Weasel philosophy, the sequel.
The Spirit of Terrorism first came out a year ago as part of a Verso series in which a bunch of postmodern theorists each wrote a little something about 9/11. Depending upon where you read about it, Baudrillard's essay was either considered a brilliant and radical critique of globalization or (as the Times called it) "cold-blooded and demonic."
His basic premise is simple. Whenever a force in the world becomes too powerful and all-encompassing, the other swings around and kicks it in the ass. Or, if that doesn't happen, the powerful one turns on itself. That's what happened on Sept. 11, 2001, according to Baudrillard. It wasn't an issue of Islamic terrorists hijacking some planes and slamming them into a couple buildings full of people?it was globalization?ever-expanding Western power?committing suicide.
What's more, he argued that deep in all our hearts, we were aching for something like this to happen. We love disaster movies, don't we? And now here was the real thing, in real time, right there on the television. What could be better? The 90s, after all, had been so frightfully boring.
Even though he's dealing in the broadest of abstractions ("Good," "Evil," "the West"), it begins after a while to feel more like conspiracy theory than critical theory.
You can see how that sort of talk might piss off certain sections of the population?especially when it's coming from a Frenchman.
It didn't bother me all that much, to be honest. I'm not one of those types who gets all hepped up and frothy about "globalization," but quite a bit of what he said seemed to make sense. He completely ignores the 3000 individuals who died, of course, but philosophical arguments tend to ignore little things like that.

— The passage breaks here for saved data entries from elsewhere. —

PR #184, opened 2020-03-17
capi: Allow CNI checksum to be overridden

codenrhoden:
When installing CNI from an http source, allow the checksum to be passed
in as an ansible extra_var.

While I have been loathe to add more Ansible extra_vars, one of the goals of the capi builder is to be able to build w/o internet access (or to be able to build using internal mirrors/caches). Right now if you are installing CNI from a tarball rather than a package, there is no way to override the associated checksum. So this is pretty much required.

The checksum verification could also now be disabled by setting it to an empty string.

/assign @figo @dims 
/cc @jiatongw


images/capi/packer/config/cni.json
```diff
@@ -3,5 +3,6 @@
     "kubernetes_cni_rpm_version": "0.7.5-0",
     "kubernetes_cni_deb_version": "0.7.5-00",
     "kubernetes_cni_source_type": "pkg",
-    "kubernetes_cni_http_source": "https://github.com/containernetworking/plugins/releases/download"
-}
\ No newline at end of file
+    "kubernetes_cni_http_source": "https://github.com/containernetworking/plugins/releases/download",
+    "kubernetes_cni_http_checksum": "sha1:https://github.com/containernetworking/plugins/releases/download/v0.7.5/cni-plugins-amd64-v0.7.5.tgz.sha1"
```
dims: Can we please use sha512 or 256?

codenrhoden: Sure. FWIW, I didn't know if other checksums were published as I wasn't trying to change default behavior here, just make it overridable. But I did confirm that both SHA256 and SHA512 values are available. I put in SHA256 as default.

```sh
$ wget https://github.com/containernetworking/plugins/releases/download/v0.7.5/cni-plugins-amd64-v0.7.5.tgz.sha256
$ cat cni-plugins-amd64-v0.7.5.tgz.sha256
3ca15c0a18ee830520cf3a95408be826cbd255a1535a38e0be9608b25ad8bf64  cni-plugins-amd64-v0.7.5.tgz
```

This new edition contains the original essays ("The Spirit of Terrorism," and "Requiem for the Twin Towers") along with two new related pieces: "Hypothesis on Terrorism" and "Violence of the Global."
These two new essays develop and expand the ideas he laid out earlier, essentially turning the book into one long essay in four chapters. In these later essays, however, things get more complicated, and the inescapable jargon begins to creep back in to his aphoristic prose. In "Hypothesis on Terrorism," for instance, he defines his subject matter this way:
"A vital counterforce grappling with the death force of the system. A force of defiance to a globality totally soluble in circulation or exchange. A force of an irreducible singularity, the more violent as the system extends its hegemony?up to a ruptural event like that of September 11, which does not resolve this antagonism, but lends it, at a stroke, a symbolic dimension."

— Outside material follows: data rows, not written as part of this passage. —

Issue #95, opened 2019-11-08
Should default images include NFS utilities


codenrhoden:
The current images install support for making NFS mounts. As brought up in #64, this does leave open ports that some users may find undesirable. Rather than explicitly disabling those ports, should it instead be left to a user to customize their image by adding NFS support if they want it?

detiber:
I'm okay with removing NFS support by default.

ncdc:
This has been open for a while - have we made any progress on a resolution?

codenrhoden:
yeah, I should pick this up again. Given the very little feedback received, I'll remove NFS by default. users can add it back if they like. That will also resolve the rpcbind issue (#64).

So the attacks weren't just a stumbling block on the way to America's complete dominance over the world. They marked the beginning of the end of Western civilization. All we're going to do from this point onward is fight terrorism and lose.
To explain why this is, he retraces Nietzsche's "master/slave morality" argument from the Genealogy of Morals?but with a twist.
It seems "we" (that is, the West) created those pesky, resentful little terrorists within our own subconscious. Being wholly incapable of feeling sympathy for anything but America, being unable to imagine what "the Other" is even like, and not understanding how anyone wouldn't want to be just like us, we invented these terrorists, who were different and frightening and Evil and wanted to do bad things to us. We needed them. We were, after all, praying for some sort of punishment for having too much power.
In short, he's telling us what some on the left have been saying for a long time?but with a fancier vocabulary.